They’re cowards—like myself.
12. GO HOME
I REACHED THE CAMP. THE POTATOES WERE peeled and in the pot, the soup was ready steaming. The regiment was back. The boys were in high spirits, though the sergeant complained of a headache. He’d rather overdone it, but he wasn’t the one to give in.
“How old d’you think I am, sir?” he asked me.
“Round the fifty mark.”
“I’m sixty-three,” he smiled, flattered. “Why! I was one of the last reserve way back in the war!”
I was afraid he was going to embark on a long recital of his experiences, but I needn’t have been.
“We’ll keep the war out of it,” he muttered. “I’ve got three grown-up sons.”
His eyes were far away as he spoke—they gazed at the mountain horizon. He took an aspirin for his headache.
A decent fellow, the sergeant.
I told him about the robber band. He sprang up, called the boys together and gave them instructions. A guard must be kept at night, four boys, changed every two hours. On all sides. The camp must be defended to the last man!

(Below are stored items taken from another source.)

PR #531, opened 2020-06-17
Ignore auto traits order

### LINKED ISSUE #510: Support different trait order in trait object unification
Currently when doing unification of trait objects, we check that they are exactly equal, including order of auto traits and associated type clauses. We need to fix that and allow trait objects have any order of where clauses on them. Note that after implementing it some `Unsize` tests should begin to fail, you would need to bless them (and remove "FIXME" comments)

This issue has been assigned to @zaharidichev via [this comment](https://github.com/rust-lang/chalk/issues/510#issuecomment-642025909).

zaharidichev:
This PR aims to fix #510 by sorting the auto traits defs durgin lowering

### DIFF
--- a/chalk-integration/src/lowering.rs
+++ b/chalk-integration/src/lowering.rs
@@ -181,7 +181,6 @@ impl<'k> Env<'k> {
     }
 
     fn auto_trait(&self, id: chalk_ir::TraitId<ChalkIr>) -> bool {
-        println!("Looking UP {:?}", id);
         self.auto_traits[&id]
     }
 
@@ -1793,10 +1792,7 @@ impl LowerGoal<LoweredProgram> for Goal {
         let auto_traits = program
             .trait_data
             .iter()
-            .map(|(&trait_id, datum)| {
-                println!("DATA: {:?}", trait_id);
-                (trait_id, datum.flags.auto)
-            })
+            .map(|(&trait_id, datum)| (trait_id, datum.flags.auto))
             .collect();
 
         let fn_def_abis: BTreeMap<_, _> = program
--- a/chalk-integration/src/lowering.rs
+++ b/chalk-integration/src/lowering.rs
@@ -26,6 +26,7 @@ type AdtKinds = BTreeMap<chalk_ir::AdtId<ChalkIr>, TypeKind>;
 type FnDefKinds = BTreeMap<chalk_ir::FnDefId<ChalkIr>, TypeKind>;
 type FnDefAbis = BTreeMap<FnDefId<ChalkIr>, <ChalkIr as Interner>::FnAbi>;
 type TraitKinds = BTreeMap<chalk_ir::TraitId<ChalkIr>, TypeKind>;
+type AutoTraits = BTreeMap<chalk_ir::TraitId<ChalkIr>, bool>;
 type OpaqueTyKinds = BTreeMap<chalk_ir::OpaqueTyId<ChalkIr>, TypeKind>;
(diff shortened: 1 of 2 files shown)


tests/test/builtin_impls/unsize.rs
```diff
@@ -76,7 +76,7 @@ fn dyn_to_dyn_unsizing() {
                 dyn Principal + Auto1 + 'a: Unsize<dyn Auto1 + Principal + 'a>
             }
         } yields {
-            "No possible solution"
+            "Unique; substitution [], lifetime constraints [InEnvironment { environment: Env([]), goal: '!1_0: '!1_0 }]"
```
nikomatsakis, line 79: can you remove the "FIXME" comment on line 72?

tests/test/builtin_impls/unsize.rs
```diff
@@ -68,9 +68,7 @@ fn dyn_to_dyn_unsizing() {
             "Unique; substitution [], lifetime constraints [InEnvironment { environment: Env([]), goal: '!1_0: '!1_0 }]"
         }
 
-        // Different order of traits in target and source
-        // FIXME: this doesn't work because trait object unification
-        // respects where clause order, which it shouldn't
+        // Different order of traits in target and sourcex
```
nikomatsakis, line 71: Sorry, I didn't mention it, but I think there is maybe a similar comment elsewhere in the file, the other test you edited...?

zaharidichev:
@jackh726 Rustc does it during ast conversion right [here](https://github.com/rust-lang/rust/blob/3ddf48053e83f4949d00dcaf6eb8d9e28fc6bb95/src/librustc_typeck/astconv.rs#L1703). I assumed this would be the equivalent of it. Does that make sense?

tests/test/builtin_impls/unsize.rs
zaharidichev: it just says, "See above", which I think is still relevant, no ?

chalk-integration/src/lowering.rs
```diff
@@ -1753,6 +1789,16 @@ impl LowerGoal<LoweredProgram> for Goal {
                 ((datum.trait_id, datum.name.clone()), lookup)
             })
             .collect();
+
+        let auto_traits = program
+            .trait_data
+            .iter()
+            .map(|(&trait_id, datum)| {
+                println!("DATA: {:?}", trait_id);
```
jackh726, line 1797: Remove this

chalk-integration/src/lowering.rs
```diff
@@ -178,6 +180,11 @@ impl<'k> Env<'k> {
         Err(RustIrError::NotStruct(name.clone()))
     }
 
+    fn auto_trait(&self, id: chalk_ir::TraitId<ChalkIr>) -> bool {
+        println!("Looking UP {:?}", id);
```
jackh726, line 184: And this

Areredify:
I think we should maybe add some tests for trait object unification?

jackh726:
@Areredify what do you mean? Did we miss tests for `dyn` Unsizing?

zaharidichev:
@Areredify is this in tests/unify.rs ?

Areredify:
@jackh726  We didn't, but I would say it's a roundabout wait to test that

jackh726:
Ah, I see. Hmm, I think this is fine. It might be worth adding specific tests for unification of *all* types. But let's do that separately. (Maybe file an issue?)

zaharidichev:
@Areredify I can take the unification tests issue if you provide a pinch of guidance.

jackh726:
Let's do that in a separate PR :)

PR #534, opened 2020-06-17
Change README to be more clear

### LINKED ISSUE #121: README doesn't make it clear exactly what chalk is
> A Prolog-ish interpreter written in Rust, intended perhaps for use in the compiler, but also for experimentation.

This makes it sound like a (relatively) general-purpose logic programming language, perhaps with a fairly Prolog-like syntax, that would be useful for the Rust compiler, and possibly unrelated purposes.

Looking at [`libstd.chalk`](https://github.com/rust-lang-nursery/chalk/blob/master/libstd.chalk) however, shows this is not the case, since it's input is (a subset of) Rust syntax, and not some generic language.

I'm not sure exactly how it should be described, but this should probably be clarified.

jackh726:
Specifically mention it's about traits.

Closes #121

### DIFF
--- a/README.md
+++ b/README.md
@@ -4,8 +4,7 @@
 
 # chalk
 
-A [Prolog-ish][Prolog] interpreter written in Rust, intended perhaps for use in
-the compiler, but also for experimentation.
+Chalk is a library that implements the Rust trait system, based on [Prolog-ish][Prolog] logic rules.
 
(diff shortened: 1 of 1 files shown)


Mcat12:
@jackh726 Can someone also update the GitHub tagline to match this?

jackh726:
Yeah, I saw that. I can't edit it, but @nikomatsakis can.

PR #535, opened 2020-06-20
Support logs in lowering tests

Mcat12:
Not sure if this was intentional, but now lowering test logs are shown with `CHALK_DEBUG`.


jackh726:
Can we actually export this from `chalk-solve`? That would make it simple to log in rustc.

PR #536, opened 2020-06-20
Document all public items in chalk-ir

detrumi:


chalk-ir/src/debug.rs
```diff
@@ -464,6 +477,7 @@ impl<'a, I: Interner> Debug for SubstitutionDebug<'a, I> {
 }
 
 impl<I: Interner> Substitution<I> {
+    ///
```
bjorn3, line 480: Accidental?

chalk-ir/src/lib.rs
```diff
@@ -13,6 +16,7 @@ use std::marker::PhantomData;
 
 pub use crate::debug::SeparatorTraitRef;
 
+/// uninhabited (empty) type, used in combination with `PhantomData`
```
bjorn3, line 19:
```suggestion
/// Uninhabited (empty) type, used in combination with `PhantomData`.
```

chalk-ir/src/lib.rs
```diff
@@ -63,16 +67,19 @@ pub mod debug;
 /// The set of assumptions we've made so far, and the current number of
 /// universal (forall) quantifiers we're within.
 pub struct Environment<I: Interner> {
+    /// The clauses in the environment.
     pub clauses: ProgramClauses<I>,
 }
 
 impl<I: Interner> Environment<I> {
+    /// Creates a new environment
```
bjorn3, line 75:
```suggestion
    /// Creates a new environment.
```

chalk-ir/src/lib.rs
```diff
@@ -1231,6 +1389,7 @@ pub enum WellFormed<I: Interner> {
     Ty(Ty<I>),
 }
 
+/// Checks wether a type or trait ref can be derived based on things in scope.
```
nathanwhit, line 1392:
```suggestion
/// Checks whether a type or trait ref can be derived from the contents of the environment.
```

chalk-ir/src/lib.rs
```diff
@@ -1388,20 +1552,24 @@ impl<I: Interner> QuantifiedWhereClause<I> {
...
     pub fn new(interner: &I) -> Self {
         Self::from(interner, None::<QuantifiedWhereClause<I>>)
     }
 
+    /// Get the interned quantified where clauses.
     pub fn interned(&self) -> &I::InternedQuantifiedWhereClauses {
         &self.interned
     }
 
+    /// Creates a list of quantified where clauses using an iterator.
```
nathanwhit, line 1572:
```suggestion
    /// Creates a list of quantified where clauses from an iterator.
```

chalk-ir/src/lib.rs
```diff
@@ -1415,6 +1583,7 @@ impl<I: Interner> QuantifiedWhereClauses<I> {
         .unwrap()
     }
 
+    /// Tries to create a list of quantified where clauses using an iterator.
```
nathanwhit, line 1586:
```suggestion
    /// Tries to create a list of quantified where clauses from an iterator.
```

chalk-ir/src/lib.rs
```diff
@@ -1713,14 +1899,23 @@ where
 /// conditions.
 #[derive(Clone, PartialEq, Eq, Hash, Fold, Visit, HasInterner, Zip)]
 pub struct ProgramClauseImplication<I: Interner> {
+    /// The consequense of the clause, which holds when the conditions hold
```
nathanwhit, line 1902:
```suggestion
    /// The consequence of the clause, which holds if the conditions hold.
```

chalk-ir/src/lib.rs
```diff
@@ -1713,14 +1899,23 @@ where
...
     pub consequence: DomainGoal<I>,
+
+    /// The condition goals that should hold.
     pub conditions: Goals<I>,
+
+    /// The implication  priority
```
nathanwhit, line 1908:
```suggestion
    /// The priority of the implication.
```

chalk-ir/src/lib.rs
```diff
@@ -1816,6 +2024,7 @@ impl<I: Interner> ProgramClauses<I> {
         .unwrap()
     }
 
+    /// Tries to create a list of program clauses using an iterator.
```
nathanwhit, line 2027:
```suggestion
    /// Tries to create a list of program clauses from an iterator.
```

chalk-ir/src/lib.rs
```diff
@@ -803,53 +871,71 @@ impl<I: Interner> Const<I> {
     }
 }
 
+/// Constant data, containing the type it's known by and its value.
```
nathanwhit, line 874:
```suggestion
/// Constant data, containing the constant's type and value.
```

chalk-ir/src/lib.rs
```diff
@@ -2198,14 +2458,30 @@ pub enum GoalData<I: Interner> {
...
+
+    /// Existential quantifier `Exists`.
+    ///
+    /// A formula with the existential quantifier `exists(x). P(x)` is satisfiable
+    /// if and only if there exists at least one value for all possible values of x
+    /// which satisfies the subformula `P(x)`.
+
+    /// In the context of chalk, the existential quantifier usually demands the
+    /// existence of exactly one instance (i.e. type) that satisfies the formula
+    /// (i.e. type constraints). More than one instance means that the result is ambiguous.
```
jackh726, line 2484: Mmm, this is...somewhat correct. If using the slg solver with `solve_multiple`, you'll get back multiple answers. But this is right in that it *does* say "usually"

chalk-ir/src/interner.rs
```diff
@@ -227,6 +231,13 @@ pub trait Interner: Debug + Copy + Eq + Ord + Hash {
         None
     }
 
+    /// Prints the debug representation of a function-def-id. To get good
+    /// results, this requires inspecting TLS, and is difficult to
```
jackh726, line 235: This isn't a comment *this* PR exactly (since this just matches other functions). But I honestly would rather we no mention TLS in all of these functions.

chalk-ir/src/lib.rs
```diff
@@ -2385,16 +2675,18 @@ where
     }
 }
 
+/// Utility for converting a list of all the binders into scope
+/// into references to those binders. Simply pair the binders with
+/// the indices, and invoke `to_generic_arg()` on the `(binder,
```
jackh726, line 2680: Another comment not specific to this PR: I feel like this should have been `(index, binder)` so that `variable_kinds.enumerate()` can be casted directly.

chalk-ir/src/lib.rs
```diff
@@ -2461,13 +2753,26 @@ impl<'i, I: Interner> Folder<'i, I> for &SubstFolder<'i, I> {
 /// additionally be solved.
 #[derive(Clone, Debug, PartialEq, Eq, Hash, Fold, Visit, HasInterner)]
 pub struct ConstrainedSubst<I: Interner> {
-    pub subst: Substitution<I>, /* NB: The `is_trivial` routine relies on the fact that `subst` is folded first. */
+    /// The substitution that is being constrained.
+    ///
+    /// NB: The `is_trivial` routine relies on the fact that `subst` is folded first.
+    pub subst: Substitution<I>, /*  */
```
jackh726, line 2759: Extra comments now

nikomatsakis:
Can we enable the lint that warns about public items w/o doc comments, too?

chalk-ir/src/lib.rs
detrumi: Might not have been the best idea to copy this part from the book then (though it's sometimes tricky to decide what should go where)

jackh726: I think this is fine, the "usually" makes it so.

jackh726:
@nikomatsakis that was added :)

chalk-ir/src/interner.rs
detrumi: Yeah, and it adds a lot of noise to the source, even more so since there's 25 of them. I'll just remove the part about TLS.

detrumi:
> Can we enable the lint that warns about public items w/o doc comments, too?

Ah yes, should've mentioned that I enabled that for `chalk-ir`.
I don't think it makes as much sense for the other crates at the moment, but for `chalk-ir` it's a great fit.

chalk-ir/src/lib.rs
detrumi: Heh, good catch. I glanced right over that the first 5 times I read your comment :laughing:

chalk-ir/src/lib.rs
detrumi: Good idea, I'll just include it.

“Hurrah!” cried the youngsters, fired with enthusiasm.
“Funny,” muttered the sergeant. “Headache’s gone.”
After our midday meal, I went down to the little town again. I had to see the mayor on a few small matters—and we had to settle the question of supplies, for a regiment can’t train on an empty stomach.
With the mayor, I found the priest. He insisted on my going along with him for a glass of wine. A congenial soul, the priest; and I’m fond of a glass.
The peasants greeted him as we walked to the rectory. He was taking the shortest way, and it led through one of the meaner streets. There were no peasants here.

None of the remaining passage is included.